▼
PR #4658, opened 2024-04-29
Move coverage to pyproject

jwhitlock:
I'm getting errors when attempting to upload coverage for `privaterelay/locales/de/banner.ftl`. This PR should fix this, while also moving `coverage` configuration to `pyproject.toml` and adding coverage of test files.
▲
▼
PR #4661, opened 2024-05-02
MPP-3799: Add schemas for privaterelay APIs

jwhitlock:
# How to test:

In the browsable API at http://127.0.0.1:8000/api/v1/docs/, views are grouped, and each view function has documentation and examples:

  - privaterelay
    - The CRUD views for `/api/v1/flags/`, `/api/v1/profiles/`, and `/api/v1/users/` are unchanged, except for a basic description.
▲
**DIRECTIONS FOR THIS TASK:**
Search the data above for the string "test" and copy each line that has it.

**ANSWER TO THIS EXERCISE:**
I'm getting errors when attempting to upload coverage for `privaterelay/locales/de/banner.ftl`. This PR should fix this, while also moving `coverage` configuration to `pyproject.toml` and adding coverage of test files.
# How to test:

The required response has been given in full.